On the morning of September 11, 2001, I was at home. I was a detective in the narcotics division, but I'd taken the day off for the grand opening of my tattoo shop. After the second plane hit, I knew it was an attack. I drove to my precinct in Brooklyn, got dressed in my uniform, and waited for hours for a command to go down to the site.
Those next couple of days I did whatever I could to help out. In total we spent a few months between Ground Zero and the Staten Island landfill, and it's the landfill that stands out in my mind the most. We would take a rake and sift through rubble. I remember finding a woman's hand and forearm, and a partial rib cage. I found lots of hair and scalp. Can anyone imagine they would ever have to rake a bunch of rubble in search for human remains? I wish I never had to do that. That's the one memory I can do without.
I haven't noticed if I'm very different than I was before Sept. 11. But I can tell you this: I have more friends than I did before. I have more compassion for the human spirit than I did before. I have more patience with people. I think, on a personal level, I am able to relate to people better. I look at my brothers John and Fred, both New York City firefighters, and my sister Eileen, whose husband state trooper Joe Aversa was killed in an undercover operation in 1990 and who is now a New York state trooper herself, and I can see something different in their faces, like a familiarity like we belong to some secret club, those of us who where there that day and for days after.

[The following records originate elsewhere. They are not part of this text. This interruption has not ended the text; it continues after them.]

PR #147, opened 2020-01-13
Add `notification_offset` for Netflix

dagwieers:
Since this matches with Netflix's metadata better and changing the Netflix add-on is too hard at this time.

In the future it is likely other content providers may add this information in the same format as well.

This reimplements PR #146 since I couldn't modify the original PR.

### DIFF
--- a/resources/lib/api.py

Somewhere inside ourselves we all have had a terrible tragedy, no matter how grand or minute. I've seen marriages broken up. I've seen loved ones lose their spouses, children lose their parents, or parents lose children. Occasionally now I drive by Ground Zero. I find it difficult to think of downtown Manhattan any other way than I see it in my head. There will always be that huge airplane tire lying in the street. There will always be the pieces of airplane lying amid tons of dust and rubble. We just clean up and move along with our lives, a bit wiser, with a bit more respect for each other.
Talking about 9/11 used to be difficult for me. I am not afraid to tell everyone that, yes, therapy was an option and I took it. From September 11, 2001, until about June of 2002 I was miserable. I reached out to my family doctor who guided me to the right road to recovery. I thank him every chance I get. Those of you who think that means I should feel down and irritated all the time, you're wrong. Through therapy I am more open with everyone. I have a better relationship with my wife and two children. I can't imagine how miserable I would be right now if it weren't for therapy.
Since March of 2002, I have been assigned to the Joint Terrorism Task Force, a NYPD/FBI task force. I feel like I'm doing a lot more not just for the city, but for the world. The NYPD has really increased its terrorism involvement. The training and education given to me as well as countless others is very impressive, and you can see just by reading the daily paper or watching the news how the NYPD has increased its relationships with international law enforcement agencies, as well as other city and state agencies. Our city is no doubt the safest around.
Today, I find I have a special bond with my fellow brothers and sisters of the New York City Police Department, both officers and supervisors alike. I have a hard time explaining what that bond is like. But it's just like we are a lot closer as a family then we were on September 10, 2001.